(Stored items)
PR #10127, opened 2024-08-28
print layout improvements

eanders-ms:
**Improvements to print layout**
- Animation-based resize of notes textarea wasn't reflowing properly in print preview. Fixed by showing a div in this view instead of the textarea.
- Prevent insertion of page breaks before notes if feedback runs over a page, as this was causing insertion of blank pages.

**Other tweaks**
- Format criteria description in italics in print preview. Without this distinction it looked like it was part of the feedback notes.
- Don't hide label of the Evaluate button on narrow panels. The removal of autorun allowed for this button to remain prominent.
- prettier

image

image

Fixes https://github.com/microsoft/pxt-microbit/issues/5611

### DIFF
--- a/teachertool/src/components/CriteriaInstanceDisplay.tsx
+++ b/teachertool/src/components/CriteriaInstanceDisplay.tsx
@@ -1,11 +1,10 @@
+import css from "./styling/CriteriaInstanceDisplay.module.scss";
 import { getCatalogCriteriaWithId } from "../state/helpers";
 import { CriteriaInstance, CriteriaParameterValue } from "../types/criteria";
 import { logDebug } from "../services/loggingService";
 import { setParameterValue } from "../transforms/setParameterValue";
 import { classList } from "react-common/components/util";
 import { getReadableBlockString, splitCriteriaTemplate } from "../utils";
-// eslint-disable-next-line import/no-internal-modules
-import css from "./styling/CriteriaInstanceDisplay.module.scss";
 import { useContext, useMemo, useState } from "react";
 import { Input } from "react-common/components/controls/Input";
 import { Button } from "react-common/components/controls/Button";
@@ -158,7 +157,10 @@ export const CriteriaInstanceDisplay: React.FC<CriteriaInstanceDisplayProps> = (
                     </span>
                 ))}
             </div>
-            <div className={css["criteria-description"]}>{catalogCriteria.description}</div>
+            <div className={classList(css["criteria-description"], "no-print")}>{catalogCriteria.description}</div>
+            <div className={classList(css["criteria-description"], css["for-print"], "only-print")}>
+                {catalogCriteria.description}
+            </div>
         </div>
     ) : null;
 };
--- a/teachertool/src/components/CriteriaResultEntry.tsx
+++ b/teachertool/src/components/CriteriaResultEntry.tsx
@@ -23,7 +23,7 @@ interface CriteriaResultNotesProps {
 
 const CriteriaResultNotes: React.FC<CriteriaResultNotesProps> = ({ criteriaId }) => {
     const { state: teacherTool } = useContext(AppStateContext);
-    const notesInitialValue = teacherTool.evalResults[criteriaId]?.notes;
+    const notes = teacherTool.evalResults[criteriaId]?.notes;
 
     const onTextChange = (str: string) => {
         setEvalResultNotes(criteriaId, str);
@@ -37,16 +37,16 @@ const CriteriaResultNotes: React.FC<CriteriaResultNotesProps> = ({ criteriaId })
                     ariaLabel={lf("Feedback regarding the criteria result")}
                     label={lf("Feedback")}
                     title={lf("Write your notes here")}
-                    initialValue={notesInitialValue}
+                    initialValue={notes}
                     autoResize={true}
                     onChange={onTextChange}
                     autoComplete={false}
                     intervalMs={500}
                 />
             </div>
-            {notesInitialValue && (
+            {notes && (
                 <div className={classList(css["notes-container"], css["for-print"], "only-print")}>
-                    {notesInitialValue}
+                    {notes}
                 </div>
             )}
         </>
--- a/teachertool/src/components/CriteriaResultEntry.tsx
+++ b/teachertool/src/components/CriteriaResultEntry.tsx
@@ -23,25 +23,33 @@ interface CriteriaResultNotesProps {
 
 const CriteriaResultNotes: React.FC<CriteriaResultNotesProps> = ({ criteriaId }) => {
     const { state: teacherTool } = useContext(AppStateContext);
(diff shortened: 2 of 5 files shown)


teachertool/src/components/CriteriaInstanceDisplay.tsx
```diff
@@ -1,11 +1,10 @@
+import css from "./styling/CriteriaInstanceDisplay.module.scss";
 import { getCatalogCriteriaWithId } from "../state/helpers";
 import { CriteriaInstance, CriteriaParameterValue } from "../types/criteria";
 import { logDebug } from "../services/loggingService";
 import { setParameterValue } from "../transforms/setParameterValue";
 import { classList } from "react-common/components/util";
 import { getReadableBlockString, splitCriteriaTemplate } from "../utils";
-// eslint-disable-next-line import/no-internal-modules
```
srietkerk, line 7: Why does moving this import to the top of the file allow for getting rid of this?

teachertool/src/components/CriteriaInstanceDisplay.tsx
```diff
@@ -158,7 +157,10 @@ export const CriteriaInstanceDisplay: React.FC<CriteriaInstanceDisplayProps> = (
                     </span>
                 ))}
             </div>
-            <div className={css["criteria-description"]}>{catalogCriteria.description}</div>
+            <div className={classList(css["criteria-description"], "no-print")}>{catalogCriteria.description}</div>
+            <div className={classList(css["criteria-description"], css["for-print"], "only-print")}>
```
srietkerk, line 161: I don't know much about making webpages printable. Is this a common pattern to an element defined twice, one with classes for printing and one without?

teachertool/src/components/CriteriaResultEntry.tsx
```diff
@@ -23,25 +23,33 @@ interface CriteriaResultNotesProps {
...
+                    label={lf("Feedback")}
+                    title={lf("Write your notes here")}
+                    initialValue={notesInitialValue}
+                    autoResize={true}
+                    onChange={onTextChange}
+                    autoComplete={false}
+                    intervalMs={500}
+                />
+            </div>
+            {notesInitialValue && (
```
srietkerk, line 47: In this case, `notesInitialValue` is checking that notes exist on this criteria, correct? If that's true, I think we can just have the `notesInitialValue` variable just be `notes`.

srietkerk: To clarify, I don't think having `InitialValue` in this variable name adds clarity, so I think having `notes` is good, an alternative could be `currentNotes`.

teachertool/src/components/CriteriaInstanceDisplay.tsx
eanders-ms: We disabled this eslint warning in config some time ago, so this line wasn't needed anymore.

teachertool/src/components/CriteriaInstanceDisplay.tsx
```diff
@@ -158,7 +157,10 @@ export const CriteriaInstanceDisplay: React.FC<CriteriaInstanceDisplayProps> = (
                     </span>
                 ))}
             </div>
-            <div className={css["criteria-description"]}>{catalogCriteria.description}</div>
+            <div className={classList(css["criteria-description"], "no-print")}>{catalogCriteria.description}</div>
```
thsparks, line 160: For the criteria-description, is the only difference between the two the italics? If so, could that be done with a single control inside a `@media print` section of the css?

teachertool/src/components/CriteriaInstanceDisplay.tsx
eanders-ms: Just seemed like a clean way to implement, given how we've setup the media queries. Open to other suggestions!

thsparks (approved):
👍

teachertool/src/components/CriteriaResultEntry.tsx
eanders-ms: I'm not quite sure what you're saying. Is this in regard to the name `notesInitialValue` itself? I chose this name to mesh cleanly with its original use: passing it DebouncedTextarea's `initialValue` prop. I factored the value out of that assignment for use in multiple places.

teachertool/src/components/CriteriaInstanceDisplay.tsx
thsparks: If italics is the only difference, putting it on the same control and just using a print media query in the CriteriaInstanceDisplay.module.scss would feel slightly cleaner to me, but I don't feel strongly.

eanders-ms: I generally shy away from sprinkling media queries around css, as they introduce hidden behaviors not apparent in code.

srietkerk: I agree with Thomas that a media query feels cleaner

eanders-ms: Are the "only-print" and "no-print" css classes not clear?

teachertool/src/components/CriteriaResultEntry.tsx
srietkerk: Yes, sorry, just the name. I should've put my comment where the variable was first assigned. 

I like the fact that the name meshes with its original use, but I think because the notes are also being used in a spot (here) where we actually don't care if it's an "initialValue" or not, I think it should be a more general name to reflect that, thus the suggestion to rename the variable name to `currentNotes`.

teachertool/src/components/CriteriaInstanceDisplay.tsx
thsparks: I'd say it's clear enough. Just a personal stylistic preference. If you prefer this approach, that's fine by me!

srietkerk: Ah, I see your point around media queries. 
The "only-print" and "no-print" classes are definitely clear, but it just feels a bit funky to have two divs defined here where the inner content is the same. That said, I think your stance about media queries makes sense, so I'm fine with leaving it as is.

eanders-ms: I see your points. I think I'd rather leverage the system we have rather than make an exception here.

srietkerk: Sounds good!

teachertool/src/components/CriteriaResultEntry.tsx
eanders-ms: `currentNotes` seems less clear to me, as the value will change as the user edits the field. The name `initialNotesValue` makes sense in the screen rendering context where the value is editable, but not so much in the print context, where it can't change. I guess I can split the difference and just call it `notes` as you originally suggested.

srietkerk (approved):
:shipit:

ASSIGNMENT –
Only lines holding the word "autoComplete" are wanted, so copy each of them from the records above.

ANSWER FOR THE TASK –
                     autoComplete={false}
+                    autoComplete={false}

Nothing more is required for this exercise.